高齢者が食事を食べない5つの原因と解決策を解説

高齢者が食事を食べない原因は、身体機能の衰えや味覚や嗅覚の低下、精神的な問題による食欲低下などさまざまです。多くのケースでは、自ら「食べない」と決めているわけではなく、病気や加齢、ストレスなどの要因によって「食べられない」状態になっています。

■この記事でわかること

  • ・高齢者が食事できない原因
  • ・高齢者が食事しないことの危険性
  • ・食事ができない高齢者に対してできること
 

高齢者が食事を食べない原因

高齢者が食事を食べないときは、原因を探り、原因に応じた対策を取る必要があります。

食事を食べない原因のうち、代表的なものは以下の5つです。

高齢者が食事を食べない原因

一つずつ見ていきましょう。

【1】肉体的な病気

何らかの病気にかかっており、その症状の一つとして食欲不振に陥ることは少なくありません。

食欲不振を起こす疾患の例としては、風邪やインフルエンザといった感染症、逆流性食道炎や胃がん、慢性胃炎などが挙げられます。治療による薬剤の副作用で食欲不振が起こることも認識しておきましょう。

また、認知症を発症していると、食への関心が薄れていくことがあります。

症状が進行すると、食べ物の認識や、噛む・飲み込むといった動作ができなくなり、さらに食事が困難になります。

食欲不振が見られたら、まずは病院を受診し、身体的な問題がないかを確認してください。

【2】加齢

老化による筋肉量や筋力低下に伴う身体機能の衰えも、高齢者が食事をしない原因の一つです。

筋肉量や筋力が低下すると、動くこと自体を億劫に感じてしまい、運動量や基礎代謝が下がり、食欲が湧かなくなってしまいます。

また、筋力が低下すると前傾姿勢になるため、腹部が圧迫されて食欲が湧かないというケースもあります。

そのほか、膝や腰の関節痛、ケガの治療の遅れ、味覚の低下、嚥下機能の低下といった加齢によって起こる問題も、活動量を低下させて食欲不振を招く原因です。丈夫な身体作りやケガの予防、食に関わる機能低下を防ぐことがポイントになります。

【3】ストレスや精神的な病気

精神的なストレスによる悲しみや不安、孤独感により、食事に対する意欲を失うことがあります。

高齢者は、配偶者やペット、友達といった大切な人との死別、「昔と比べて耳が聞こえにくい」といった喪失体験、孤独感などにより、精神的なストレスを感じてしまうことも少なくありません。

ストレスや精神的な病気を抱えている場合、自律神経の乱れによって摂食中枢がうまく機能しなくなることで、消化機能が低下し、食事が食べられない状態になることも多いです。

また、食べても「味がしない」「おいしいと感じられない」といった味覚障害を引き起こすこともあり、食事を避けてしまうケースもあります。

【4】生活習慣の乱れ

睡眠不足や運動不足、過度な飲酒などの生活習慣によって、食欲低下を招いているかもしれません。

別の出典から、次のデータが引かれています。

PR #2229, opened 2026-08-07
UN-2123 [FEAT] Propagate request_id across services and workers

Deepak-Kesavan:
## What

Completes end-to-end `request_id` (`X-Request-ID`) correlation so a **single ID
can filter logs across the backend, Celery workers and services** in gcloud.

- **backend → workers:** a `before_task_publish` signal
  (`backend/backend/celery_signals.py`) injects the request-scoped `request_id`
  (from `StateStore`) into every published Celery task's message headers — no
  per-`send_task` changes required.
- **workers:** `task_prerun` now prefers an explicit `request_id` from the
  message headers over payload-derived ids (`file_execution_id`, etc.), and a
  new `before_task_publish` handler re-propagates it onto downstream
  worker→worker task chains.
- **workers → backend:** the internal-API HTTP client now forwards
  `X-Request-ID` from the worker log context, so backend callbacks share the
  originating request's id.
- **x2text-service:** reads/mints `X-Request-ID` and logs it via a
  self-contained logging module (no new dependency).
- **logging:** all services unified onto one canonical log format so
  `request_id` / `trace_id` / `span_id` parse identically in gcloud.

## Why

Debugging across services is painful when logs can't be correlated. The backend
already assigned a `request_id` per request (and the frontend forwards one), but
it died at the backend boundary — it was never propagated to the Celery workers
or echoed on worker→backend calls, so worker logs showed `request_id:-` (or an
`execution_id` that didn't match the originating request). This threads the same
id through the whole chain.

Jira: [UN-2123](https://zipstack.atlassian.net/browse/UN-2123)

## How

The worker-side receiving/logging machinery already existed (UN-3435) and was
explicitly designed to accept a real `request_id` from the producer — this PR
supplies the missing producer side and closes the remaining hops:

1. `before_task_publish` (backend) reads `StateStore.get(Common.REQUEST_ID)` and
   sets `headers["request_id"]`. Guarded so it can never break task publishing.
2. Worker `_bind_task_context` (task_prerun) reads `task.request.request_id`
   (Celery 5.6.2 exposes custom message headers on the task `Context`; a raw
   `request.headers` mapping is used as a version-safe fallback). Resolution
   order: message-header `request_id` → payload-derived id → Celery `task_id`.
3. Worker `_propagate_request_id_on_publish` (before_task_publish) forwards the
   bound `request_id` onto tasks the worker itself publishes.
4. `base_client._make_request` adds `X-Request-ID` from the worker log context.
5. x2text-service `create_app()` wires `setup_logging` +
   `register_request_id_middleware` from a new self-contained `app/logging_util.py`.
6. The shared Flask formatter (`unstract/core/flask/logging.py`) is aligned to
   the canonical backend/worker format.

**Out of scope (recommended as separate tickets):**
- **LLM Whisperer (LLMW)** adoption of this standard — separate repo/product.
- **Full OpenTelemetry trace activation.** The OTel scaffolding (`trace_id`
  fields in every formatter, meta-deps) is currently inert — no service runs
  under `opentelemetry-instrument`, exporters are hardcoded to `none`, and there
  is no OTLP endpoint — so `trace_id`/`span_id` always render as `-`. Activating
  real distributed tracing is a larger DevOps/observability effort. This PR uses
  `request_id` (which the frontend/backend already surface via the
  `X-Request-ID` response header) as the pragmatic correlation key.
- **SDK1 x2text-adapter → x2text-service** header forwarding — needs the SDK
  execution `request_id` threaded through several tool-side layers; belongs with
  the tool-execution/OTel correlation follow-up. (x2text still *logs* any
  `X-Request-ID` it receives after this PR.)
- **`tool-sandbox → runner`** currently sends `X-Request-ID = file_execution_id`,
  inconsistent with the HTTP request_id standardized here; reconciling it means
  threading the request_id through tool-sandbox — same tool-execution/OTel bucket.
- **PGMQ transport** (`pg_queue_enabled`) — a separate, non-Celery transport
  (DB-INSERT enqueue + custom poll-loop consumer) that this PR's Celery-signal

食欲低下を引き起こす生活習慣としては、下表のようなものが挙げられます。

睡眠不足 自律神経が乱れて胃腸の働きが低下するため
運動不足 エネルギーが消費されず、脳から出るエネルギー補給の指令が低下するため
過度な飲酒 アルコール性肝障害を引き起こし、満腹感や倦怠感、食欲不振の症状が出るため

通常、運動をして体のエネルギーを消費すると、脳はエネルギーを補給するために食欲を刺激し、補給を促します。

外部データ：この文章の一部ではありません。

PR #2207, opened 2026-07-24
feat(mcp): host deployment-scoped and organization-scoped MCP servers

hari-kuriakose:
## What

Hosts **two** MCP servers for Unstract, so coding agents can discover and run
document extraction as tool calls instead of hand-rolling HTTP requests.

| | Deployment server | Platform server |
| --- | --- | --- |
| Scope | one API deployment | one organization |
| Credential | that deployment's API key | a `PlatformApiKey` |
| Authenticated by | the view itself | `CustomAuthMiddleware` |
| URL | `/deployment/api/<org>/<api_name>/mcp` | `/api/v1/unstract/<org>/mcp/` |
| Tools | extract, poll status | discovery + state changes |

They share the JSON-RPC transport (`transport.py`) and differ only in
authentication and tool surface. Neither key works on the other server.

## Approach

A hand-rolled JSON-RPC 2.0 endpoint mounted in the existing Django app rather
than a separate service to deploy and scale, with a declarative tool registry
behind it:

- Scoped via the URL, so an MCP session inherits the deployment or organization
  the caller already addresses.
- Authenticated with the credential that already exists for that scope — no
  second key to mint or revoke.
- `MCPToolRegistry` maps a tool name to a callable plus the JSON schema clients
  need, so `tools/list` is generated rather than maintained by hand.

Only the **hosted HTTP** transport is implemented; a stdio server is a separate
concern and out of scope here.

The app is `backend/mcp_server/` — deliberately **not** `_v2` (that suffix marks
apps carried through the v0.93.0 v1→v2 multitenancy migration; every app added
since is unsuffixed), and not bare `mcp`, which would shadow the PyPI `mcp` SDK
package on the import path.

## Endpoint

An MCP session is scoped to one API deployment and mirrors that deployment's
REST URL:

```
POST /deployment/api/<org_name>/<api_name>/     # REST (existing)
POST /deployment/api/<org_name>/<api_name>/mcp  # MCP  (new)
```

Auth is the deployment's **existing API key** — same key, same management UI.
There is no second credential to mint or revoke.

```bash
claude mcp add --transport http unstract \
  https://<host>/deployment/api/<org_name>/<api_name>/mcp \
  --header "Authorization: Bearer <api_key>"
```

A `/<api_key>` path variant exists for MCP clients that cannot set headers.
It is a workaround for client limitations, not a recommended path — credentials
in a URL can reach access logs and proxies, so prefer the header form.

## Tools

| Tool | Purpose |
| --- | --- |
[...]

PR #2231, opened 2026-08-07
fix(mcp): skip the platform auth tests where their preconditions do not hold

Deepak-Kesavan:
Unblocks Unstract Cloud `main`, red since #2207 merged (cloud run 31159495978 and every run since).

## What is broken

`mcp_server/tests/test_platform_auth.py` drives requests through the real URL stack so `CustomAuthMiddleware` runs. On cloud neither thing it depends on is true:

- **The route is not mounted.** `copy_cloud_deps.py` overwrites the OSS `settings/test.py` with a redirect to `test_cloud.py`, which derives from `settings/cloud.py` → `base.py`. So `MCP_PLATFORM_SERVER_ENABLED = True` never reaches the cloud suite, and `urls_v2` skips the mount. Five tests 404.
- **The auth middleware is absent.** The same `test_cloud.py` drops `CUSTOM_AUTH_MIDDLEWARE` from the default test `MIDDLEWARE` (it is kept only in `MIDDLEWARE_WITH_AUTH`). This view has `permission_classes = []` and deliberately does not re-authenticate.

Why it passed pre-merge: cloud `ci-test.yaml` checks out OSS at a floating `ref: main`. #1712 was green at 07:42 against an OSS main where `mcp_server/` did not exist; #2207 landed at 07:54:05 and the next cloud run was red. Nothing re-validates a merged cloud PR against a newer OSS main — worth addressing separately.

## The sixth test is why this is a skip, not a deselect

`test_bad_credentials_are_rejected` **passed** on cloud. A 404 satisfies "this request is refused" exactly as well as the 401 it was written to assert, so it reported green for auth that was never reached. `--ignore`-ing the file keeps that hidden; a skip names it.

## Why not just enable the flag on cloud

It mounts the route but does not go green — with the middleware still absent the endpoint goes from *unmounted* to *unauthenticated*, trading five failures for a different five. I verified this on a merged tree before discarding the approach.

## Why not override the group in `groups.cloud.yaml`

`pytest_extra: ["--ignore=..."]` on `integration-backend` cannot work. The rig rejects redefinition:

```
ERROR: tests/groups.cloud.yaml: group 'integration-backend' already defined in a prior manifest
```

`_merge_manifest` raises on name collision by design ("a name collision is an error rather than a silent override"), and it fails at the `Validate rig manifests` step before any test runs. There is no ignore/exclude/disable key in the rig either. So the fix has to live here.

## What this does

Checks the two preconditions directly and skips with a named reason otherwise — deliberately **not** by reading `MCP_PLATFORM_SERVER_ENABLED`. That flag is what *causes* the mount in the OSS URLconf, but it is not what these tests need; asking for the route and the middleware stays correct for any tree that mounts the server another way, and re-arms on its own if cloud ever runs this endpoint with auth.

The route probe resolves a path with **no organization segment**, unlike the URL the tests request: tenant middleware strips the org from `path_info` before resolution, so resolving the request URL as written 404s even on OSS where these tests pass.

No.

- Test-only change; no production code is touched.
- On OSS both preconditions hold, so the suite runs exactly as before — verified, no unmet precondition reported.
- The deployment-scoped MCP server, the one required for release, is mounted unconditionally in `api_v2/execution_urls.py` and is unaffected by any of this.
- Nothing enables the organization-scoped server anywhere; it stays off in staging and production, as intended.

## Notes on Testing

Verified against real `copy_cloud_deps`-merged trees rather than by reasoning:

| tree | verdict |
|---|---|
| OSS `main` | no unmet precondition → suite runs unchanged |
| cloud merged, flag off (today) | skip, reporting the **route** reason |
| cloud merged, flag on | skip, reporting the **middleware** reason |

Both guard branches therefore exercised. `198 passed` in the OSS unit tier.

## Related Issues or PRs

- Zipstack/unstract#2207 — introduced these tests
- Zipstack/unstract-cloud#1712 — deployment-scoped allowlist; green, unrelated to this failure
- Unblocks Zipstack/unstract-cloud#1705

### DIFF
--- a/backend/mcp_server/tests/test_platform_auth.py
+++ b/backend/mcp_server/tests/test_platform_auth.py
@@ -18,6 +18,7 @@ import uuid
 
 import pytest
 from account_v2.models import Organization, User
+from django.conf import settings
 from django.test import Client, TestCase
 from platform_api.models import PlatformApiKey
 from tenant_account_v2.models import OrganizationMember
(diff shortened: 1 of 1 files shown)


Deepak-Kesavan:
You're right, and it's the more important half of the objection — taking it.

`1acd357a` inverts the gate. The flag now decides whether the server is *expected*, and the route and middleware become assertions rather than skip conditions:

```
MCP_PLATFORM_SERVER_ENABLED off -> skip; deliberately absent, nothing to authenticate
MCP_PLATFORM_SERVER_ENABLED on  -> route must resolve AND CUSTOM_AUTH_MIDDLEWARE
                                   must be in MIDDLEWARE, or fail naming which
```

My reasoning for the 404 check was that the flag causes the mount but isn't what the tests need. That held for the case in front of me and missed yours: where the server is meant to be on, an unmounted route is a regression, and my version would have gone quiet exactly when it should have shouted — the same failure this suite exists to catch, one level up.

I kept the middleware assertion, because the flag alone doesn't make these tests meaningful. Cloud's `test_cloud.py` drops `CUSTOM_AUTH_MIDDLEWARE` from the default test `MIDDLEWARE`, and this view has `permission_classes = []` and doesn't re-authenticate — so enabling the flag there *without* the middleware moves the endpoint from unmounted to unauthenticated, and the rejection tests would pass against an open endpoint. With the assertion it fails and says so. I verified that specific case rather than assuming it.

Four states, all exercised:

| state | outcome |
|---|---|
| enabled, wired up (OSS) | runs |
| disabled (cloud today) | skips |
| enabled, middleware dropped | **fails**, naming the middleware |
| enabled, URLconf without the mount | **fails**, naming the path |

`198 passed` in the unit tier.

---

On the broader class — agreed that's the real problem, and I'd split it in two:

**Settings divergence.** `copy_cloud_deps` overwrites OSS `settings/test.py` with a redirect to `test_cloud.py`, which derives from `settings/cloud.py`. So every key OSS sets for tests is silently dropped downstream. I diffed the two: `MCP_PLATFORM_SERVER_ENABLED` is currently the *only* divergence, so we caught this at one. A test asserting the two files agree on a declared set of keys would turn the next one into a named failure instead of a mystery 404 in an unrelated suite.

**Floating OSS ref.** Cloud CI resolves `Zipstack/unstract@main` at run time, so a cloud PR's green tick is only valid against whatever OSS main was at that instant — which is exactly how #1712 merged clean and cloud went red 9 seconds later. Nothing re-validates a merged cloud PR against a newer OSS main. Worth its own issue; options range from pinning the ref to a scheduled cloud-main run against latest OSS.

Happy to take either if useful — the settings-drift guard is small and would have caught this one before it merged.

harini-venkataraman (approved):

そのため、運動不足の状態では脳がエネルギー補給を促さなくなり、食欲の低下を招くのです。

また、アルコールの過剰摂取も、肝臓の解毒機能を低下させ、食欲不振を招きます。

【5】社会的要因

閉じこもりなどにより、外部との接触を避ける状態が続くと、買い物の回数が減少し、それに伴って食べる量が減ってしまうことがあります。

大切な家族やパートナーを失ったり、ひとり暮らしで頼れる人が身近にいなかったりするために、閉じこもってしまい、社会的に孤立してしまう高齢者は少なくありません。

また、食材を買う場所までの交通手段に制限がある場合や、経済的に困窮している場合も、あえて食べる量を制限してしまうケースがあります。

食事の優先度が下がることで食生活の偏りが生まれやすくなり、栄養状態が悪くなります。

高齢者が食事を食べないことの危険性

食事を食べなくなると、低栄養状態になる可能性があります。

低栄養とは、健康に生きるために必要な栄養素が不足している状態のことです。

低栄養のなかでも、たんぱく質とエネルギーが不足している状態である「たんぱく質・エネルギー欠乏(PEM)」は、とくに高齢者の問題となっています。寝たきりの人は、PEMの割合が高いこともわかっています。

低栄養状態になると、以下のような危険性があります。

  • ・筋肉量・筋力の低下
  • ・転倒のリスクの増加
  • ・低血糖
  • ・免疫機能の低下(感染症にかかりやすくなる)
  • ・創傷治癒の遅延
  • ・褥瘡(床ずれ) など

高齢になるとケガや傷が治るまでに時間を要するため、動けない時間が長引いてしまうことになります。

その結果、筋肉量や筋力が低下し、ますます食事量が減少する悪循環に陥ることもあります。

低栄養状態になってしまったらすぐに病院を受診しましょう。

低栄養状態の症状や、低栄養状態にならないための食事や対策については以下の記事で詳しく解説していますので、参考にしてみてください。

高齢者の栄養素の不足のリスクとは?症状や対策を解説

高齢者が食事を取れなくなった際に周りの人ができること

高齢者が食事を食べられないときに、無理に食べるよう促すのはかえって食欲を減退させかねません。

高齢者本人に負担を感じさせないように、以下のような工夫をして食欲を回復させることが大切です。

  • ・食事をする環境に工夫を凝らす
  • ・少量で盛り付ける
  • ・食べたいときに食べられるように食事を常備しておく
  • ・食べやすいように調理をする
  • ・好きな食材を取り入れた料理を作る
  • ・一緒に軽い運動を行う
  • ・宅配弁当を注文してみる
  • ・病院に付き添う

それぞれ詳しく見ていきましょう。

食事をする環境を工夫する

高齢者が食事を食べないときは、食べられる環境を工夫して作ってみてください。日々の食卓に変化を加えることで楽しさを感じ、食欲が湧くことがあります。

例えば、高齢者のひとり暮らしの場合、定期的に家族と食事を共にする時間を設けることがおすすめです。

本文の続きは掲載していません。